The injured need care. Now.

Every year, over five million people die from road traffic crashes, violence, and other causes of injury. Millions more suffer lifelong disability and lost economic productivity. Injury accounts for 11% of the total global burden of disease. By far the greatest part of the burden of death and disability from injury, approximately 90%, occurs in low- and middle-income countries.

Preventing injuries is very important, but improving access and quality of trauma care can also reduce this burden significantly. Gross disparities in outcome of injury exist between low- and middle-income countries and high-income countries. For example, people with life-threatening but survivable injuries are six times more likely to die in a low-income setting (36% mortality) than in a high-income setting (6% mortality).

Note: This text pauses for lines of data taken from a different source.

Issue #1604, opened 2026-09-10
Decouple and minimize atelet/ateom shared paths


HavenXia:
## Problem

Today ateom and atelet compute many per-actor directory paths from `actorUID` through the same `internal/ateompath` package. 

Theses directories are only created and wiped by atelet, and the RPC request between atelet/ateom only carries `actorUID` instead of these directory paths so ateom has to recompute the paths on its end.

## Proposal

atelet owns the `actorUID` related paths and passes it in the RPCs. Can wrap them in a message (e.g. `ActorDirs`) and pass it to atelet RPCs.
```
root_dir
bundle_dir
runsc_state_dir
pid_file_dir
checkpoint_dir
restore_dir
durable_dir_volume_mounts_dir
system_info_volume_roots_dir
volumes_dir
```
These directories are read or writes in ateom as a whole. For per-item paths like pid file ateom can still compute from directory+name, both from the request instead of shared path logic.

We still need to keep some shared paths for atelet/ateom: per-ateom directory and socket, the netns name, the credential broker socket and the OLTP socket.

HavenXia:
cc @BenTheElder

PR #1730, opened 2026-09-18
Add `ActorDirs` message to carry per-actor directories 

HavenXia:
Today `atelet` and `ateom` derive the per-actor directories (oci bundles, runsc state, pid files, checkpoint and restore state, durable-dir, system-info and volume roots) from the actor UID through the same package, `internal/ateompath`. 

Add an `ActorDirs` message to RunWorkloadRequest, RestoreWorkloadRequest, CheckpointWorkloadRequest and TerminateWorkloadRequest, and have atelet fill it with the directories it prepared.

This is the first part of #1604 to decouple atelet and ateom shared pathes.


BenTheElder (commented):
so for dirs that atelet feeds to ateom, let's split those off to a package internal to atelet so we know ateoms are not assuming it? (and vice versa, atelet should stop using ateompath)

there should probably be a third package for the socket paths they share

HavenXia:
> so for dirs that atelet feeds to ateom, let's split those off to a package internal to atelet so we know ateoms are not assuming it? (and vice versa, atelet should stop using ateompath)
> 
> there should probably be a third package for the socket paths they share

I agree on the shape for 3 packages: `atelet/internal/` for this PR's  pathes,  a shared path for shared pathes and an ateom specific path for ateoms. 

But this PR add only the proto and RPC, the follow up PRs will do the refactors, do you want me to have them together in this PR?

internal/proto/ateompb/ateom.proto
```diff
@@ -106,6 +106,30 @@ service Ateom {
   rpc TerminateWorkload(TerminateWorkloadRequest) returns (TerminateWorkloadResponse) {}
 }
 
+// ActorDirs is the set of per-actor directories atelet prepares on the volume
+// it shares with ateom. ateom takes them from the RPC instead of deriving
+// them from the actor UID.
+// Every directory is under root_dir.
+message ActorDirs {
+  string root_dir = 1;
```
juli4n, line 115: Document

BenTheElder:
> But this PR add only the proto and RPC, the follow up PRs will do the refactors, do you want me to have them together in this PR?

I think we want to reason about what these paths are and how they should be split more easily. If you don't have time a follow-up is OK, but to me that part is more important than cramming the paths into the RPCs. Otherwise you can't tell if the RPC change adequately captured the path knowledge.

internal/proto/ateompb/ateom.proto
HavenXia: added

HavenXia:
> > But this PR add only the proto and RPC, the follow up PRs will do the refactors, do you want me to have them together in this PR?
> 
> I think we want to reason about what these paths are and how they should be split more easily. If you don't have time a follow-up is OK, but to me that part is more important than cramming the paths into the RPCs. Otherwise you can't tell if the RPC change adequately captured the path knowledge.

Added the refactor part into this PR, the removing of ateom itself and using the ActorDirs message from RPC is put into next PR

HavenXia:
rebased over #1689, @BenTheElder PTAL

internal/nodepath/nodepath.go
```diff
@@ -0,0 +1,77 @@
+// Copyright 2026 Google LLC
```
BenTheElder: Aside: we will eventually export this package when atelet/ateom settle down.

tools/validate-image-cache/main.go
```diff
@@ -151,10 +152,13 @@ func (c runConfig) validate() error {
 // newStore opens the cache with the options both modes share: min-age
 // from --evict-idle, and bundle-spec rooting from the node's actors dir
 // (absent on a validation host, which InUse treats as an empty root set).
+// actorsDir is where atelet keeps the per-actor directories.
+var actorsDir = filepath.Join(nodepath.BasePath, "actors")
```
BenTheElder: 🤖 **nit** 🟢 – This `var` landed between `newStore`'s doc comment and the function, so godoc now attaches the `newStore` description to `actorsDir`, and `newStore` has none. Moving the var above the comment block fixes it.

Also, this copies `ateletpath.ActorsDir` as a literal because `tools/` can't import `cmd/atelet/internal`. The two can drift silently. Since more than one owner needs this path, `internal/nodepath` may be the better home for it.

internal/nodepath/nodepath.go
```diff
@@ -0,0 +1,77 @@
...
+
+// BasePath is the root shared folder on the host filesystem, mounted at the
+// same path into the atelet and ateom containers.
+const BasePath = "/var/lib/ateom-gvisor"
+
+// AteomSupportSocket is the node-local atelet socket used by atunnel
+// to request credentials for the worker's current actor assignment.
+var AteomSupportSocket = filepath.Join(BasePath, "ateom-support.sock")
+
+// AteletOTLPSocketPath is the node-scoped unix socket atelet serves the OTLP
```
BenTheElder: Note to self: we will drop the relay and just let ateom push directly following #1689 🎉

kubeconfig
```diff
@@ -0,0 +1,17 @@
+apiVersion: v1
```
BenTheElder: delete this file / purge it from git

internal/resources/snapshot.go
```diff
@@ -34,6 +34,13 @@ const (
 	tagsOwnerKind   = "tags"
 )
 
+// DurableDirTarFile is the snapshot file holding the tar of an actor's
```
BenTheElder: This is supposed to be opaque to the snapshot tooling it should not know about the specific files.

internal/ateompath/ateompath.go
```diff
@@ -175,54 +77,26 @@ func RunscDebugLogDir(actorUID, containerName string) string {
...
-	)
-}
-
-// LocalSnapshotDir is the directory holding one named local (pause) snapshot
-// of an actor: the checkpoint files plus their manifest.
-func LocalSnapshotDir(actorUID, snapshotName string) string {
-	return filepath.Join(LocalCheckpointsDir(actorUID), snapshotName)
-}
-
-// DurableDirTarFile is the snapshot file holding the tar of an
```
BenTheElder: OK so maybe it's not for this PR, but please file a TODO, this is a really bad API, atlet should just ask for a data snapshot if that's what it wants and we should not take a full snapshot to begin with, nor know about specific snapshot filenames.

Then atelet can upload whatever files happen to be produced by the snapshot, regardless of type.

@dberkov something we should roll up with any updated snapshot lifeycle.

tools/validate-image-cache/main.go
HavenXia: fixed the godoc issue, and move ActorDirs to internal/nodepath.

internal/nodepath/nodepath.go
HavenXia: ACK

internal/resources/snapshot.go
HavenXia: moved to a separete snapshotfiles.go next to it

internal/ateompath/ateompath.go
HavenXia: Added TODO

BenTheElder: This should probably be a tracking issue, beyond a code todo. This is a bug that will limit our options in the future.

FYI @msau42

internal/ateompath/ateompath.go
```diff
@@ -12,134 +12,42 @@
...
-func ActorNetNSPath(actorUID string) string {
-	return filepath.Join("/run/netns", ActorNetNSName(actorUID))
-}
-
-// ActorResolvConfPath is the resolver bind source outside the actor's rootfs.
-func ActorResolvConfPath(actorUID string) string {
-	return filepath.Join(ActorPath(actorUID), "resolv.conf")
-}
+// ActorsDir is the parent of the per-actor directories; see ActorPath.
+var ActorsDir = filepath.Join(nodepath.BasePath, "actors")
```
BenTheElder: 🤖 **nit** 🟢 – This is still a second copy of `nodepath.ActorsDir`, so the move to `internal/nodepath` stops short of the ateoms. atelet now builds actor directories from `nodepath.ActorsDir`, and the ateoms build them from this one. The values match today, but a change to either, or a test that overrides only one, would send the ateom looking under a different root than the one atelet prepared.

Nothing outside this package references it, so `ActorPath` can use `nodepath.ActorsDir` directly and this var can go. The package is transitional anyway, so it's cheap to close now.

internal/ateompath/ateompath.go
HavenXia: https://github.com/agent-substrate/substrate/issues/1846

internal/ateompath/ateompath.go
HavenXia: entire ateompath.go will be removed in the followup pr, but fixing it here to make it clear.

internal/proto/ateompb/ateom.pb.go
```diff
@@ -212,6 +212,127 @@ func (StatsSource) EnumDescriptor() ([]byte, []int) {
...
+// them from the actor UID.
+// Every directory is under root_dir.
+type ActorDirs struct {
+	state protoimpl.MessageState `protogen:"open.v1"`
+	// The actor's own directory.
+	RootDir string `protobuf:"bytes,1,opt,name=root_dir,json=rootDir,proto3" json:"root_dir,omitempty"`
+	// Holds one OCI bundle per container, named after the container.
+	OciBundleDir string `protobuf:"bytes,2,opt,name=oci_bundle_dir,json=ociBundleDir,proto3" json:"oci_bundle_dir,omitempty"`
+	// runsc --root for the actor's sandbox. gVisor only.
+	RunscStateDir string `protobuf:"bytes,3,opt,name=runsc_state_dir,json=runscStateDir,proto3" json:"runsc_state_dir,omitempty"`
```
BenTheElder: TODO: can we eliminate ateom knowing about gvisor vs ...? it mostly doesn't.

internal/proto/ateompb/ateom.pb.go
```diff
@@ -212,6 +212,127 @@ func (StatsSource) EnumDescriptor() ([]byte, []int) {
...
+	CheckpointDir string `protobuf:"bytes,5,opt,name=checkpoint_dir,json=checkpointDir,proto3" json:"checkpoint_dir,omitempty"`
+	// Where the snapshot files RestoreWorkload reads have been downloaded to.
+	RestoreDir string `protobuf:"bytes,6,opt,name=restore_dir,json=restoreDir,proto3" json:"restore_dir,omitempty"`
+	// Holds one subdirectory per durable-dir volume.
+	DurableDirVolumeMountsDir string `protobuf:"bytes,7,opt,name=durable_dir_volume_mounts_dir,json=durableDirVolumeMountsDir,proto3" json:"durable_dir_volume_mounts_dir,omitempty"`
+	// Holds one subdirectory per system-info volume.
+	SystemInfoVolumeRootsDir string `protobuf:"bytes,8,opt,name=system_info_volume_roots_dir,json=systemInfoVolumeRootsDir,proto3" json:"system_info_volume_roots_dir,omitempty"`
+	// Holds one mount point per CSI volume.
+	VolumesDir    string `protobuf:"bytes,9,opt,name=volumes_dir,json=volumesDir,proto3" json:"volumes_dir,omitempty"`
+	unknownFields protoimpl.UnknownFields
```
BenTheElder: hmmmm

internal/proto/ateompb/ateom.pb.go
BenTheElder: for similar APIs we got rid of atelet knowing about this vs ateom knowing it. need to trace this one to see why we have to pass it between them vs deriving it in an opaque way without atelet carrying this knowledge at all.

HavenXia: okay, they can be removed from ActorDir as they are not directly write by atelet but only read by ateom-gvisor.

internal/proto/ateompb/ateom.pb.go
HavenXia: These two should be kept since atelet does write to these folders and ateom-gvisor reads these folders to write.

In an effort to diminish such inequalities and to improve care of the injured globally, WHO has taken several steps. WHO has published guidance documents on technical aspects of planning prehospital and hospital-based trauma care services. WHO has also provided on-the-ground assistance to many ministries of health on implementation of these guidance documents. However, much more remains to be done.

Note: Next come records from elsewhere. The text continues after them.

PR #1731, opened 2026-09-18
workersync: make the list retry backoff per-syncer [flake fix]

BenTheElder:
The startup registered-worker scan read its backoff from a package-level var that tests overwrote. Syncers started by earlier tests outlive them and keep reading that var, so the write races the read and `go test -race` fails, in whichever test happens to do the write.

Hold the schedule on the syncer instead, so a test only ever shrinks the backoff of the syncer it owns.

Fixes a flake I encountered on one of my other PRs. I didn't see an open issue or fix but this is pretty straightforward.


juli4n (approved):
Thanks!

PR #1733, opened 2026-09-18
Consolidate subcommands for each resource on a single file.

juli4n:
As the number of resources in the Substrate API grows, having one file for each (resource x verb) is becoming hard to manage. We recently started consolidating all commands for a each resource in a single file (see tag.go), similar to how we organize RPC handlers in the ate-apiserver `controlapi` package.

This PR re-organizes the resources that are sill spread across multiple files.


bowei:
What about each resource in a separate package?

We should be careful if a file gets above 1kLoC

juli4n:
Sure, we can consider that if resources grow too much. I think we are ok for now?

laoj2 (approved):

PR #1737, opened 2026-09-18
Use deployment configuration for the router status Service IP

### LINKED ISSUE #1457: atenet router /statusz: Service IP panel is forbidden by the router's own shipped RBAC
## Summary

The atenet router's `/statusz` page (`--status-port`, default 4040) has a "Router Service IP" panel that tries to `get` the `atenet-router` Service via the Kubernetes API — but the RBAC the installer ships for the router's ServiceAccount never grants access to Services. The panel therefore renders a raw forbidden error on every install:

```
Router Service IP
Lookup Failed: services "atenet-router" is forbidden: User "system:serviceaccount:ate-system:atenet-router"
cannot get resource "services" in API group "" in the namespace "ate-system"
```

## Verification (live install, substrate rev 0d85e8572161 on GKE)

The ServiceAccount's only binding is the endpointslices role:

```
$ kubectl auth can-i get services -n ate-system --as=system:serviceaccount:ate-system:atenet-router
no

$ kubectl get role atenet-router-endpointslices -n ate-system -o jsonpath='{.rules}'
[{"apiGroups":["discovery.k8s.io"],"resources":["endpointslices"],"verbs":["get","watch","list"]}]
```

So the statusz code (`cmd/atenet/internal/router/status.go`) calls an API that its own deployment manifests forbid — the panel is dead on arrival, not a cluster-specific misconfiguration.

## Everything else on the page works

For context, the rest of `/statusz` renders fine and is genuinely useful (build rev, port allocation, request-parking state, dataplane / Kubernetes API / ATE API health checks with counters, full CLI args and resolved flags). This is only about the Service IP panel.

## Suggested fix (either)

1. Add `services` `get` (scoped to the router's namespace, arguably even `resourceNames: [atenet-router]`) to the `atenet-router-endpointslices` role — or a small dedicated role, since the existing one is named for endpointslices; or
2. Drop the API lookup: the page already knows the namespace, and the Service IP could be injected via env/downward-API-adjacent means at deploy time, avoiding the extra RBAC surface for a display-only field.

Option 2 keeps the router's RBAC minimal, which the current single-purpose role suggests was the intent.

robert-cronin:
Fixes #1457

The shipped router's `/statusz` handler tries to read a Service that its ServiceAccount cannot access. Read optional `ROUTER_SERVICE_IP` deployment configuration instead, mapped from Kubernetes' `ATENET_ROUTER_SERVICE_HOST`, and install the Service before the Deployment. The handler no longer makes the synchronous Service API request; the existing EndpointSlice-only Role is sufficient.

Label the address as a container-start snapshot, independent of `--namespace`. Missing or invalid configuration displays **Unavailable** in HTML and an empty `router_cluster_ip` string in JSON. Service recreation can leave the snapshot stale until restart. Document these semantics and cover IPv4, IPv6, missing/invalid values, HTML/JSON output, namespace independence, and zero Kubernetes API actions.

Validation: `make verify` and the router packages under `-race` passed. A full local Envoy installation passed the gVisor and micro-VM E2E lanes, including the separate MITM trust and egress-networking runs for both runtimes. Live HTTP checks covered fresh full/raw installs, missing/disabled injection, an unrelated namespace, egress, and readiness; real ServiceAccount checks denied Service access while preserving EndpointSlice permissions. The Kind volume tests used the repository-supported hostpath CSI driver because this host lacks NFS support.

- [x] Tests pass


keithmattix (commented):
If we're assuming a static service name, why not use the ATENET_ROUTER_SERVICE_HOST env var that gets auto injected

bowei (dismissed):

robert-cronin:
Switched this to `ROUTER_SERVICE_IP`, mapped from Kubernetes' `ATENET_ROUTER_SERVICE_HOST`, and removed the Service lookup and added RBAC grant. The manifest installs the Service first. `/statusz` labels the value as a container-start snapshot and shows **Unavailable** when injection is missing or invalid (an empty string in JSON); recreating the Service can leave it stale until restart.

Validated fresh full/raw installs, missing/disabled injection, namespace independence, egress, and readiness on Kind. `make verify` and both full Envoy gVisor/micro-VM E2E lanes passed, including the separate MITM trust and egress tests. Volume tests used hostpath CSI on the local cluster.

We can save 2 million lives each year.

What is needed is strengthening of trauma care systems, including prehospital care and transport, initial care in emergency departments, definitive hospital-based care, and long-term rehabilitation back to active life. Across all of these points of the spectrum, there is a need for greater attention to detail in planning human resources (staffing and training), physical resources (equipment and supplies), and administration (such as quality improvement programmes). Such improvements could save the lives of 2 million injured people each year.

In order to promote these improvements, government leaders adopted World Health Assembly resolution 60.22 in 2007 to strengthen the provision of trauma and emergency care services globally. The momentum was carried forward and in October 2009, over 100 leaders in trauma care from 39 countries converged in Rio de Janeiro, Brazil to develop recommendations to promote improved services for the care of the injured.